## Prompt
Write out the listing beneath this instruction in its entirety, exactly as it reads.
+===+
Issue #940, opened 2022-10-31
Add choosing room and setting alias to onboarding 


rabble:
We need to have a list of rooms we know about and let users choose. Join a room and set a name and see what their url / name is.

Chardot:
I had a call with @wsarles where we discussed the requirements for this flow, and this is my design proposal:

![Screenshot 2022-11-01 at 19 28 20](https://user-images.githubusercontent.com/477835/199310258-acc54fc4-7e4a-496e-bedf-bc349501b3b0.png)

[Link to designs on Figma](https://www.figma.com/file/6oTsbY3vHME19RNtgSGdAw/Planetary-Design-Plan?node-id=3178%3A28149)

I chose not to call these «Rooms» to avoid users misinterpreting this as private spaces where they'll be able to post stuff that is not visible to the wider network.

@rabble what do you think?

Chardot:
@rabble just confirmed that aliases are not permanent and can be changed, so I updated the copy under the text input:

![Screenshot 2022-11-01 at 19 58 36](https://user-images.githubusercontent.com/477835/199316150-ffb50cce-70a3-4033-be18-d86f6b6bf994.png)

Chardot:
Also this is a preview of the same screens in light mode

![Screenshot 2022-11-03 at 19 06 56](https://user-images.githubusercontent.com/477835/200391284-f488f594-1384-404e-87cb-7ec72e4b93ef.png)

wsarles:
UI has been implemented in SwiftUI.. currently hooking it up.

wsarles:
[In review.](https://github.com/planetary-social/planetary-ios/pull/967)

wsarles:
Merged.

PR #967, opened 2022-11-21
Onboarding Rooms - Join room and create alias

wsarles:
#940


Source/UI/RoomsOnboardingView.swift
```diff
@@ -0,0 +1,135 @@
...
+                    .font(Font(UIFont.verse.pillButton))
+                    .frame(maxWidth: .infinity)
+                    .padding([.leading, .trailing], 40)
+                }
+            }.padding(.bottom, 10)
+        }
+    }
+}
+
+struct PillButtonStyle: ButtonStyle {
```
mplorentz, line 125: Nice! This will be really useful. Can you move it into its own file?

mplorentz: Oh, I think this buttonConfiguration is missing a pressed state.

mplorentz (commented):
Wow, this is great work Chad! There are so many moving pieces here, I think you did a good job diving in and stitching them together. I made a list of a few problems I found. Most are small. Going to put them in checkboxes to make them easier to track.
- [ ] The DoneOnboardingStep really leans into the fact that it's the last step 😂 Let's change the "Phew! I'm done" button and the "you made it through in one piece" language. Might need some design guidance from @Chardot here.
- [x] Can we add a dismiss animation when you are finally done with onboarding? Probably `.crossDissolve`.
- [x] I was not able to register "roomtester-555" as an alias on test-room.lorentz.is, but I was able to register "roomtester555". Maybe we are missing something in our client-side validation logic?
- [x] My Planetary wasn't syncing with any peers after going through onboarding. I tracked this down to `AppConfiguration.current` being nil. I didn't see any obvious reason why this would be the case after reading through your code. I think it should be set in the confusingly named function `Onboarding.didStart` but maybe that isn't happening anymore?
+===+
## Task answer
Issue #940, opened 2022-10-31
Add choosing room and setting alias to onboarding 


rabble:
We need to have a list of rooms we know about and let users choose. Join a room and set a name and see what their url / name is.

Chardot:
I had a call with @wsarles where we discussed the requirements for this flow, and this is my design proposal:

![Screenshot 2022-11-01 at 19 28 20](https://user-images.githubusercontent.com/477835/199310258-acc54fc4-7e4a-496e-bedf-bc349501b3b0.png)

[Link to designs on Figma](https://www.figma.com/file/6oTsbY3vHME19RNtgSGdAw/Planetary-Design-Plan?node-id=3178%3A28149)

I chose not to call these «Rooms» to avoid users misinterpreting this as private spaces where they'll be able to post stuff that is not visible to the wider network.

@rabble what do you think?

Chardot:
@rabble just confirmed that aliases are not permanent and can be changed, so I updated the copy under the text input:

![Screenshot 2022-11-01 at 19 58 36](https://user-images.githubusercontent.com/477835/199316150-ffb50cce-70a3-4033-be18-d86f6b6bf994.png)

Chardot:
Also this is a preview of the same screens in light mode

![Screenshot 2022-11-03 at 19 06 56](https://user-images.githubusercontent.com/477835/200391284-f488f594-1384-404e-87cb-7ec72e4b93ef.png)

wsarles:
UI has been implemented in SwiftUI.. currently hooking it up.

wsarles:
[In review.](https://github.com/planetary-social/planetary-ios/pull/967)

wsarles:
Merged.

PR #967, opened 2022-11-21
Onboarding Rooms - Join room and create alias

wsarles:
#940


Source/UI/RoomsOnboardingView.swift
```diff
@@ -0,0 +1,135 @@
...
+                    .font(Font(UIFont.verse.pillButton))
+                    .frame(maxWidth: .infinity)
+                    .padding([.leading, .trailing], 40)
+                }
+            }.padding(.bottom, 10)
+        }
+    }
+}
+
+struct PillButtonStyle: ButtonStyle {
```
mplorentz, line 125: Nice! This will be really useful. Can you move it into its own file?

mplorentz: Oh, I think this buttonConfiguration is missing a pressed state.

mplorentz (commented):
Wow, this is great work Chad! There are so many moving pieces here, I think you did a good job diving in and stitching them together. I made a list of a few problems I found. Most are small. Going to put them in checkboxes to make them easier to track.
- [ ] The DoneOnboardingStep really leans into the fact that it's the last step 😂 Let's change the "Phew! I'm done" button and the "you made it through in one piece" language. Might need some design guidance from @Chardot here.
- [x] Can we add a dismiss animation when you are finally done with onboarding? Probably `.crossDissolve`.
- [x] I was not able to register "roomtester-555" as an alias on test-room.lorentz.is, but I was able to register "roomtester555". Maybe we are missing something in our client-side validation logic?
- [x] My Planetary wasn't syncing with any peers after going through onboarding. I tracked this down to `AppConfiguration.current` being nil. I didn't see any obvious reason why this would be the case after reading through your code. I think it should be set in the confusingly named function `Onboarding.didStart` but maybe that isn't happening anymore?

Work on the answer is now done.